Edit: John Machin has pointed out that the curious typecasts char *m1 etc are probably done for speed and/or memory optimization; these variables are still treated as arrays of numbers. i realize that the code does nothing to prevent a possible overflow with long strings; erroneous results may occur when one array element exceeds 127 or 255 (depending on the C compiler used). sort of surprising for code coming from a bioinformatics project.
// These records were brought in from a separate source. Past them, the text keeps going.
PR #11269, opened 2019-07-08
Add ActivityPub secure mode

Gargron:
- Controlled by `SECURE_MODE=true`
- Requires incoming GET requests to ActivityPub resources to be signed
- Actors can still be fetched without signature, but return only technical attributes
- Bug fix: Handle inbox requests without request body gracefully

### DIFF
--- a/app/controllers/accounts_controller.rb
+++ b/app/controllers/accounts_controller.rb
@@ -40,7 +40,7 @@ class AccountsController < ApplicationController
       end
 
       format.json do
-        expires_in 3.minutes, public: true unless secure_mode_enabled? && signed_request_account.present?
+        expires_in 3.minutes, public: !(authorized_fetch_mode? && signed_request_account.present?)
         render json: @account, content_type: 'application/activity+json', serializer: ActivityPub::ActorSerializer, adapter: ActivityPub::Adapter, fields: fields_selection
       end
     end
@@ -135,7 +135,7 @@ class AccountsController < ApplicationController
   end
 
   def fields_selection
-    if signed_request_account.present? || !secure_mode_enabled?
+    if signed_request_account.present? || !authorized_fetch_mode?
       # Return all fields
     else
       %i(id type preferred_username inbox public_key endpoints)
--- a/app/controllers/accounts_controller.rb
+++ b/app/controllers/accounts_controller.rb
@@ -41,7 +41,7 @@ class AccountsController < ApplicationController
 
       format.json do
         expires_in 3.minutes, public: !(authorized_fetch_mode? && signed_request_account.present?)
-        render json: @account, content_type: 'application/activity+json', serializer: ActivityPub::ActorSerializer, adapter: ActivityPub::Adapter, fields: fields_selection
+        render json: @account, content_type: 'application/activity+json', serializer: ActivityPub::ActorSerializer, adapter: ActivityPub::Adapter, fields: restrict_fields_to
       end
     end
   end
@@ -134,7 +134,7 @@ class AccountsController < ApplicationController
     end
   end
 
-  def fields_selection
+  def restrict_fields_to
     if signed_request_account.present? || !authorized_fetch_mode?
       # Return all fields
     else
--- a/app/controllers/accounts_controller.rb
+++ b/app/controllers/accounts_controller.rb
@@ -4,6 +4,7 @@ class AccountsController < ApplicationController
   PAGE_SIZE = 20
 
   include AccountControllerConcern
+  include SignatureAuthentication
 
   before_action :set_cache_headers
   before_action :set_body_classes
@@ -39,8 +40,8 @@ class AccountsController < ApplicationController
       end
 
       format.json do
-        expires_in 3.minutes, public: true
-        render json: @account, content_type: 'application/activity+json', serializer: ActivityPub::ActorSerializer, adapter: ActivityPub::Adapter
+        expires_in 3.minutes, public: true unless secure_mode_enabled? && signed_request_account.present?
+        render json: @account, content_type: 'application/activity+json', serializer: ActivityPub::ActorSerializer, adapter: ActivityPub::Adapter, fields: fields_selection
       end
     end
   end
@@ -130,6 +131,14 @@ class AccountsController < ApplicationController
       filtered_statuses.paginate_by_min_id(PAGE_SIZE, params[:min_id]).reverse
     else
       filtered_statuses.paginate_by_max_id(PAGE_SIZE, params[:max_id], params[:since_id]).to_a
+    end
+  end
+
+  def fields_selection
+    if signed_request_account.present? || !secure_mode_enabled?
+      # Return all fields
+    else
+      %i(id type preferred_username inbox public_key endpoints)
     end
   end
 end
--- a/app/controllers/accounts_controller.rb
+++ b/app/controllers/accounts_controller.rb
@@ -135,7 +135,7 @@ class AccountsController < ApplicationController
   end
 
   def restrict_fields_to
-    if signed_request_account.present? || !authorized_fetch_mode?
+    if signed_request_account.present? || public_fetch_mode?
       # Return all fields
     else
       %i(id type preferred_username inbox public_key endpoints)
--- a/app/controllers/activitypub/collections_controller.rb
+++ b/app/controllers/activitypub/collections_controller.rb
@@ -4,12 +4,13 @@ class ActivityPub::CollectionsController < Api::BaseController
   include SignatureVerification
   include AccountOwnedConcern
 
+  before_action :require_signature!, if: :secure_mode_enabled?
   before_action :set_size
   before_action :set_statuses
   before_action :set_cache_headers
 
   def show
-    expires_in 3.minutes, public: true
+    expires_in 3.minutes, public: true unless secure_mode_enabled?
     render json: collection_presenter, content_type: 'application/activity+json', serializer: ActivityPub::CollectionSerializer, adapter: ActivityPub::Adapter, skip_activities: true
   end
 
--- a/app/controllers/activitypub/collections_controller.rb
+++ b/app/controllers/activitypub/collections_controller.rb
@@ -4,13 +4,13 @@ class ActivityPub::CollectionsController < Api::BaseController
   include SignatureVerification
   include AccountOwnedConcern
 
-  before_action :require_signature!, if: :secure_mode_enabled?
+  before_action :require_signature!, if: :authorized_fetch_mode?
   before_action :set_size
   before_action :set_statuses
   before_action :set_cache_headers
 
   def show
-    expires_in 3.minutes, public: true unless secure_mode_enabled?
+    expires_in 3.minutes, public: !authorized_fetch_mode?
     render json: collection_presenter, content_type: 'application/activity+json', serializer: ActivityPub::CollectionSerializer, adapter: ActivityPub::Adapter, skip_activities: true
   end
 
--- a/app/controllers/activitypub/collections_controller.rb
+++ b/app/controllers/activitypub/collections_controller.rb
@@ -10,7 +10,7 @@ class ActivityPub::CollectionsController < Api::BaseController
   before_action :set_cache_headers
 
   def show
-    expires_in 3.minutes, public: !authorized_fetch_mode?
+    expires_in 3.minutes, public: public_fetch_mode?
     render json: collection_presenter, content_type: 'application/activity+json', serializer: ActivityPub::CollectionSerializer, adapter: ActivityPub::Adapter, skip_activities: true
   end
 
--- a/app/controllers/activitypub/inboxes_controller.rb
+++ b/app/controllers/activitypub/inboxes_controller.rb
@@ -5,23 +5,24 @@ class ActivityPub::InboxesController < Api::BaseController
   include JsonLdHelper
   include AccountOwnedConcern
 
+  before_action :skip_unknown_actor_delete
+  before_action :require_signature!
+
   def create
-    if unknown_deleted_account?
-      head 202
-    elsif signed_request_account
-      upgrade_account
-      process_payload
-      head 202
-    else
-      render plain: signature_verification_failure_reason, status: 401
-    end
+    upgrade_account
+    process_payload
+    head 202
   end
 
   private
 
+  def skip_unknown_actor_delete
+    head 202 if unknown_deleted_account?
+  end
+
   def unknown_deleted_account?
     json = Oj.load(body, mode: :strict)
-    json['type'] == 'Delete' && json['actor'].present? && json['actor'] == value_or_id(json['object']) && !Account.where(uri: json['actor']).exists?
+    json.is_a?(Hash) && json['type'] == 'Delete' && json['actor'].present? && json['actor'] == value_or_id(json['object']) && !Account.where(uri: json['actor']).exists?
   rescue Oj::ParseError
     false
   end
@@ -32,8 +33,12 @@ class ActivityPub::InboxesController < Api::BaseController
 
   def body
     return @body if defined?(@body)
-    @body = request.body.read.force_encoding('UTF-8')
+
+    @body = request.body.read
+    @body.force_encoding('UTF-8') if @body.present?
+
     request.body.rewind if request.body.respond_to?(:rewind)
+
     @body
   end
 
--- a/app/controllers/activitypub/outboxes_controller.rb
+++ b/app/controllers/activitypub/outboxes_controller.rb
@@ -11,7 +11,7 @@ class ActivityPub::OutboxesController < Api::BaseController
   before_action :set_cache_headers
 
   def show
-    expires_in page_requested? ? 0 : 3.minutes, public: !authorized_fetch_mode?
+    expires_in(page_requested? ? 0 : 3.minutes, public: !authorized_fetch_mode?)
     render json: outbox_presenter, serializer: ActivityPub::OutboxSerializer, adapter: ActivityPub::Adapter, content_type: 'application/activity+json'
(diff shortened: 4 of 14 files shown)


Gargron:
One thing I am not sure about is the naming of the environment variable and derivative methods. Secure mode sounds too generic. On the other hand, "require http signatures for activitypub resources" sounds too specific (and long).

kaniini:
cwebber and i have been working on integrating OCAP into ActivityPub for the past several months, and we are getting close.  i think it makes better sense to use OCAP to authorize the fetches instead of signatures.  no objection to allowing signatures as a temporary bandaid though.

thebaer:
So I understand what this is for, is the idea just to restrict data access? I.e. a signature requirement means an instance can choose whether or not to grant accounts read privileges?

Either way, is there a way to discover whether this is enabled or not from the outside world? Or should platforms like WriteFreely always send GET requests with a signature now?

schmittlauch:
> One thing I am not sure about is the naming of the environment variable and derivative methods. Secure mode sounds too generic. On the other hand, "require http signatures for activitypub resources" sounds too specific (and long).

What about `AUTHORIZED_FETCH`?

Gargron:
> Either way, is there a way to discover whether this is enabled or not from the outside world? Or should platforms like WriteFreely always send GET requests with a signature now?

I'm not sure on the first part, and on the second, even Mastodon is not currently signing all outgoing requests, so there are definitely considerations about how to proceed without breaking stuff, which is why it's going to be behind an off-by-default environment variable for now. There are actually two problems here:

1. Current servers not signing requests
2. High-performance proxy caching not being available for authorized fetches

That being said... Including a signature header with a request is basically free (public resources that don't check HTTP signatures will just ignore it) so I don't see a disadvantage to WriteFreely doing that.

BenLubar:
> 2. High-performance proxy caching not being available for authorized fetches

This is actually already the case for me, because Cloudflare doesn't support `Vary` headers other than `Accept-Encoding`. If I have public caching mode enabled, Cloudflare will send HTML responses to ActivityStreams requests and vice versa.

Gargron:
@BenLubar However, nginx supports it, and you probably still have nginx between puma and cloudflare! This is what would no longer be possible

BenLubar:
> @BenLubar However, nginx supports it, and you probably still have nginx between puma and cloudflare! This is what would no longer be possible

sending `Vary: Signature` should be enough to make nginx handle this gracefully

Gargron:
It would be pointless though, each signature is different. By definition you can't use the same one multiple times (past a threshold time window) to prevent replay attacks.

app/controllers/activitypub/collections_controller.rb
```diff
@@ -4,12 +4,13 @@ class ActivityPub::CollectionsController < Api::BaseController
...
   include AccountOwnedConcern
 
+  before_action :require_signature!, if: :secure_mode_enabled?
   before_action :set_size
   before_action :set_statuses
   before_action :set_cache_headers
 
   def show
-    expires_in 3.minutes, public: true
+    expires_in 3.minutes, public: true unless secure_mode_enabled?
```
BenLubar: `expires_in` can still be set if public is set to false because `private` means "no shared caches"

app/controllers/activitypub/inboxes_controller.rb
```diff
@@ -5,23 +5,24 @@ class ActivityPub::InboxesController < Api::BaseController
...
+    upgrade_account
+    process_payload
+    head 202
   end
 
   private
 
+  def skip_unknown_actor_delete
+    head 202 if unknown_deleted_account?
+  end
```
ThibG: Will this prevent other hooks and methods from running and returning an error?

ThibG: (Also, everything in this file is orthogonal to the purpose of this PR)

ThibG:
Seems good to me overall, although I'm very interested with the token-based approach discussed by kaniini, as that would make it far easier for a caching reverse-proxy to cooperate.

Also, we should make sure to properly document the new setting in `.env.production.sample` at the very least.

app/controllers/activitypub/inboxes_controller.rb
Gargron: When a `before_action` returns a response (e.g. `redirect_to` or `render` or `head`) it stops the execution chain

app/controllers/activitypub/collections_controller.rb
Gargron: Okay

Gargron:
I see no point in adding it to `.env.production.sample` until signing is implemented

kaniini:
In Pleroma, we plan on using an instance-specific actor to represent the fetches for this mitigation.

Of course, we also plan to use bearcaps for the long term, but that's something we talk about later :)

Point is, for now, will an instance-wide actor work?

Gargron:
> Point is, for now, will an instance-wide actor work?

Sure. I'm not sure why you think it wouldn't, if it's just a typical actor.

kaniini:
My main question is will the access control be enforced directly (fetching an object requiring a signature of someone authorized to fetch the object) or indirectly (any actor on the same instance will work)?

Gargron:
Ah. Well, if a post is public, then any actor can fetch it, provided the actor is not domain-blocked. If a post is private, then only an authorized follower can fetch it.

app/controllers/accounts_controller.rb
```diff
@@ -132,4 +133,12 @@ def filtered_status_page(params)
       filtered_statuses.paginate_by_max_id(PAGE_SIZE, params[:max_id], params[:since_id]).to_a
     end
   end
+
+  def fields_selection
+    if signed_request_account.present? || !authorized_fetch_mode?
```
nightpool: this might be more clear with early returns?

```ruby
return unless authorized_fetch_mode?
return if signed_request_account.present?
%i(id type preferred_username inbox public_key endpoints)
```

app/controllers/accounts_controller.rb
```diff
@@ -132,4 +133,12 @@ def filtered_status_page(params)
       filtered_statuses.paginate_by_max_id(PAGE_SIZE, params[:max_id], params[:since_id]).to_a
     end
   end
+
+  def fields_selection
```
nightpool: `restrict_fields_to`

app/controllers/accounts_controller.rb
nightpool: also i'm unclear what the point of returning a limited object is... mind explaining?

app/controllers/accounts_controller.rb
```diff
@@ -39,8 +40,8 @@ def show
       end
 
       format.json do
-        expires_in 3.minutes, public: true
-        render json: @account, content_type: 'application/activity+json', serializer: ActivityPub::ActorSerializer, adapter: ActivityPub::Adapter
+        expires_in 3.minutes, public: !(authorized_fetch_mode? && signed_request_account.present?)
```
nightpool: we should add `Vary: Signature` to the response too right? Otherwise you might get served a `public` response for a signed request. Do you know the best way to do that? Might be best to just make this `!authorized_fetch_mode?`

app/controllers/activitypub/collections_controller.rb
```diff
@@ -4,12 +4,13 @@ class ActivityPub::CollectionsController < Api::BaseController
...
   include AccountOwnedConcern
 
+  before_action :require_signature!, if: :authorized_fetch_mode?
   before_action :set_size
   before_action :set_statuses
   before_action :set_cache_headers
 
   def show
-    expires_in 3.minutes, public: true
+    expires_in 3.minutes, public: !authorized_fetch_mode?
```
nightpool: might be nice to have a readable helper method for `!authorized_fetch_mode?`

app/controllers/activitypub/outboxes_controller.rb
```diff
@@ -6,12 +6,12 @@ class ActivityPub::OutboxesController < Api::BaseController
...
   include AccountOwnedConcern
 
+  before_action :require_signature!, if: :authorized_fetch_mode?
   before_action :set_statuses
   before_action :set_cache_headers
 
   def show
-    expires_in 1.minute, public: true unless page_requested?
-
+    expires_in page_requested? ? 0 : 3.minutes, public: !authorized_fetch_mode?
```
nightpool: while personally I appreciate ruby's lack of punctuation, others might find `expires_in(page_requested? 0 : 3.minutes, public: !authorized_fetch_mode?)` easier to read

app/controllers/concerns/account_controller_concern.rb
```diff
@@ -11,7 +11,7 @@ module AccountControllerConcern
     layout 'public'
 
     before_action :set_instance_presenter
-    before_action :set_link_headers
+    before_action :set_link_headers, if: -> { request.format.nil? || request.format == :html }
```
nightpool: this might be clearer/more maintainable if it was an after_action so it could read the actual response type? I don't think I've ever actually seen someone use an after action so I have no clue whether this is a good idea or not but it seems better

app/controllers/follower_accounts_controller.rb
```diff
@@ -17,9 +19,9 @@ def index
       end
 
       format.json do
-        raise Mastodon::NotPermittedError if params[:page].present? && @account.user_hides_network?
+        raise Mastodon::NotPermittedError if page_requested? && @account.user_hides_network?
 
-        expires_in 3.minutes, public: true if params[:page].blank?
+        expires_in page_requested? ? 0 : 3.minutes, public: !authorized_fetch_mode?
```
nightpool: what's the point of changing the expires_in when a page is requested?

app/controllers/follower_accounts_controller.rb
```diff
@@ -2,7 +2,9 @@
 
 class FollowerAccountsController < ApplicationController
   include AccountControllerConcern
+  include SignatureVerification
 
+  before_action :require_signature!, if: -> { request.format == :json && authorized_fetch_mode? }
```
nightpool: feels deeply weird to me that we would allow people to scrape this info from the html but refuse to show it in a machine-readable format.

nightpool (changes requested):
- consider allowing authenticated local users to view activitypub resources as well (in the browser or perhaps using an api client)
 - consider whether we're comfortable showing in the browser things we're not presenting in a machine readable format. Maybe this should affect unauthenticated viewing of public profile pages/status pages as well?

app/controllers/accounts_controller.rb
Gargron: Assuming that your goal is to prevent blocked instances from obtaining any data from yours, profile info is just as important as individual statuses. Bio text, header image, profile picture--all of that is quite personal. The attributes we do return here are the bare minimum, and technical in nature, to allow a two-way cryptography to be established.

app/controllers/accounts_controller.rb
Gargron: I did do that and then @BenLubar told me I should do this. If the cache header says "private" it's not supposed to be shared anyway..?

app/controllers/accounts_controller.rb
nightpool: ah, right, a chicken and an egg sort of problem. we need to return the limited object so that we can authenticate to people who don't know who we are. hmm.

app/controllers/follower_accounts_controller.rb
Gargron: When no page is required, what we return is essentially a counter--and these counters are requested when we're fetching actor info (so that endpoint can be hammered quite a bit). When a page is requested, it returns actual data, and I guess we don't want actual data to be outdated.

app/controllers/accounts_controller.rb
nightpool: Right, but if the sequence of requests goes like this:

- client A requests the account without authentication and gets the limited account response (public: true)
- The intermediary cache caches this response publicly
- client B requests the account *with* authentication and the cache responds with the limited account response.

then that's bad

app/controllers/follower_accounts_controller.rb
Gargron: Stuff doesn't federate over HTML pages.

app/controllers/concerns/account_controller_concern.rb
Gargron: This is a minor detail and it works as it is though

app/controllers/accounts_controller.rb
Gargron: Also no I would find two early returns harder to read in this case. "If we're signed in, or we don't require sign in, do this" reads more naturally to me.

app/controllers/activitypub/outboxes_controller.rb
Gargron: Done

app/controllers/activitypub/collections_controller.rb
Gargron: I'm not sure I agree a simple negation warrants that. `not_authorized_fetch_mode?` would just be longer.

app/controllers/accounts_controller.rb
Gargron: Okay, Vary header added.

nightpool (approved):

app/controllers/accounts_controller.rb
```diff
@@ -132,4 +133,12 @@ def filtered_status_page(params)
       filtered_statuses.paginate_by_max_id(PAGE_SIZE, params[:max_id], params[:since_id]).to_a
     end
   end
+
+  def fields_selection
+    if signed_request_account.present? || !secure_mode_enabled?
```
kaniini: This makes me nervous.  Pleroma's Service actors aren't known via WebFinger.  Will fetches have to be signed by an actor that Mastodon can WebFinger?  If so, is it possible to change that to be pure AP?

Gargron: Did you mean to comment on this particular line? It controls what JSON attributes *we* expose

Separately from this, we *do* require webfinger to process an actor/key, currently. We need to investigate what it would mean to not require that in terms of uniqueness/authority guarantees.

BenLubar: does Pleroma at least support webfinger for service actors via URLs (that is, `https:`, not `acct:`)?

app/controllers/follower_accounts_controller.rb
BenLubar: There's no way to have people able to access HTML pages without auth and also prevent scraping. Mastodon already supports not showing followers publicly, and unless federated followers lists becomes a thing in Mastodon, the HTML won't need a separate setting.

app/controllers/accounts_controller.rb
trwnh: >we do require webfinger to process an actor/key, currently. We need to investigate what it would mean to not require that in terms of uniqueness/authority guarantees.

wouldn't it be the same? webfinger queries a domain for a resource, but having a direct url should effectively skip the webfinger step, since you already know the resource.

Gargron: Webfinger is host-wide by spec while there is no guarantee the URL path space of a host is not shared by independent entities that could try to impersonate each other... At least I believe that was the original argumentation

kaniini: the security model that makes most sense for the fediverse is that whatever software is running at the root of a domain has control over all keys associated with that domain.  while it is possible that some implementations don't work like this, those implementations don't presently exist (at least not in the mainstream).

thusly, it does not really matter if entities in the path space can impersonate each other, obviously they can, because the software itself controls the keys anyway.

the reason why Pleroma does not publish it's service actors over WebFinger is because we do not want people interacting with them.  they are meant to be used for internal transactions (like relaying presently), and for cases such as handling whatever authorization token is required for fetching remote objects (presently signatures, but ideally bearcaps in the near future) :)

kaniini: as for why i selected this line, it's just the line that brought this thought up about how the signatures will be enforced.

it is pointless for mastodon to try to enforce access control based on what key belonging to a remote host is used to fetch the object: once the remote peer holds the object, it can either respect your wishes, or not.  thusly, i believe it makes most sense to simply never have the metadata exposure in the first place and sign *all* fetches with a designated instance-wide actor (such as `Account.representative`).  this makes the implementation simpler and more robust and doesn't make the implementation try to do things that are ultimately irrelevant anyway.

the question is not whether the software trusts a given user on an instance, but whether the software trusts the instance itself.

ThibG:
That is true in practice, however:
1. I really dislike relying on this instance-centric view in non-obvious ways, especially as this is completely alien to the current specs
2. There *are* cases we want private toots to be fetchable, and trying to figure out whether the instance has an actor that is allowed to access it seems less obvious and natural than just checking the requesting author

kaniini:
I'm only talking about public posts in this context.

But if you want to go *there*, *those* posts should also be fetched using a negotiated bearcap, which could be issued in the `Accept Follow` message sent back to the user when a follow gets ACKed.

I see this signature stuff strictly as a bandaid, so I don't think it really matters that the bandaid is alien to what is in the current spec.  It's a mitigation, with a limited life cycle.

kaniini:
(and to be clear if you want to fetch private posts from Pleroma, we can talk about doing that, but I only want to talk about doing that with a bearcap.  again, I see this as a mitigation and only a mitigation.)

kaniini:
a thought I had on removing the webfinger requirement for signatures would be to add an `actor` field to the signature itself.  then the actor can be fetched and the signature can be checked against keys belonging to the actor.  this solves impersonation nicely: actor A says he signed it, that attestation is provable with the signature.

anotak:
hey, is this documented anywhere? what are the drawbacks of having this on? i assume there are some, right, because why is it not on by default?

that said, i am only interested in precise results for largely identical strings of less than say a hundred characters or so. results below 60% sameness could for my purposes be safely reported as 'completely different' (by returning the length of the longer text), so i guess it will be best to leave the char *m1 casts in place, but add some code to check against overflow and early abortion in case of rampant dissimilarity.

分享到QQ

分享到微博

如果你对这篇内容有疑问，欢迎到本站社区发帖提问参与讨论，获取更多帮助，或者扫码二维码加入 Web 技术交流群。

发布评论

需要登录才能够评论，你可以免费注册一个本站的账号。

ゃ人海孤独症 2024-09-19 18:42:36

使用 ord() 将字符转换为其整数代码点。它适用于 unicode 或 str 字符串类型的字符：

codepoints = [ord(c) for c in text]

Use ord() to convert characters to their integer code point. It works characters from either unicode or str string types:

codepoints = [ord(c) for c in text]

回复收藏 0 原文

朱染 2024-09-19 18:42:36

警告讲师：我从来没有这样做过。以下是我尝试的粗略草图。

您将需要使用 PyUnicode_AsUnicode 函数和下一个函数 PyUnicode_GetSize 。在当前有 char 的声明中，使用 Py_UNICODE 相反。想必在狭窄的 (UCS2) 构建中，您将复制内部结构，并随时转换代理对。通过广泛的 (UCS4) 构建，您可以直接在内部结构上进行操作。